We use Adam optimizer to optimize the models, setting the initial learning rate to 0.005 and the number of training epochs to 200 on all datasets. The regularizer hyper-parameter for EWC (EWC), MAS and TWP is always set to 10,000. And $\beta$ for TWP (TWP) is set to 0.01. For those experience replay baselines, i.e., GEM (GEM), ER-GNN (ERGNN) and SSM (SSM), we set the buffer size for each class to be 60, 60, 400, 100 for Amazon Computers, Corafull, OGB-Arxiv, and Reddit, respectively. For our method, we choose a buffer size that is the same as that of other methods and select a suitable $\beta$ from [0.0, 0.25, 0.5, 0.75, 1.0] for different datasets. Additionally, we set the structure of all backbones as a 2-layer network with a hidden layer dimension of 256 for fairness. Finally, due to the abundance of experimental results for each method across all the three backbones, we only present the best results of each method on each dataset.
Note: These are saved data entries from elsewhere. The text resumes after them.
PR #574, opened 2018-06-14
fix styles

shl3vi:


packages/wix-ui-core/src/components/LinearProgressBar/LinearProgressBar.tsx
```diff
@@ -56,17 +56,18 @@ const normalizeProps = (props: LinearProgressBarProps) => {
   return {...props, value};
 }
 
-export const LinearProgressBar = (_props: LinearProgressBarProps) => {
-  const {error, showProgressIndication} = _props;
-  const props = normalizeProps(_props);
+export const LinearProgressBar = (props: LinearProgressBarProps) => {
+  const {error, showProgressIndication} = props;
```
lbelinsk: you are destructuring this showProgressIndication but not using it. You can use it in line 69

Refer to caption — Figure 1. The influence of $\beta$ on average accuracy.

4.2. Sensitivity of Hyper-parameter

To analyze the sensitivity of our method to the value of the hyper-parameter $\beta$ , we demonstrate the influence of $\beta$ on AA using the total four datasets. In this experiment, we further divide $\beta$ into [0.0, 0.1, 0.2, 0.3, 0.4, 0.5, 0.6, 0.7, 0.8, 0.9, 1.0] to observe its effects more carefully. Figure 1 displays that the value of $\beta$ has different effects on different datasets. For example, on the Amazon Computers dataset, it leads to approximately 14% performance fluctuation, while on the Corafull dataset, it only leads to about 0.8% fluctuation. Further analysis of the experiments reveals that the peak consistently occurs at the middle position on all datasets, which further confirms the effectiveness of our feature-topology fusion sampling.

4.3. Qualitative Analysis

In order to demonstrate the effectiveness of the node representations learned by FTF-ER, we conduct a qualitative analysis on the Amazon Computers dataset. For this purpose, we generate a series of standard t-SNE (t-SNE) 2D projected plots of node representations to reinforce this analysis. We select the complete test data set containing 5 tasks and 10 classes for demonstration, to analyze the overall performance of each model after undergoing the complete continual learning process. Given FTF-ER’s ability to differentiate between the importance of nodes at the feature and topological levels, we anticipate that nodes sharing the same labels will be positioned closely in the projection space, indicating similar representation vectors. Figure 2 visualizes the hidden layer representations of four CGL methods, namely FTF-ER, SSM (SSM), ER-GNN (ERGNN), and TWP (TWP). Experimental results show that FTF-ER exhibits a clearer separation of nodes from distinct communities compared to alternative methods. The nodes with different labels are represented by dots in different colors. This showcases the capability of our FTF-ER in capturing distinctions among nodes within diverse communities through the gathered node information.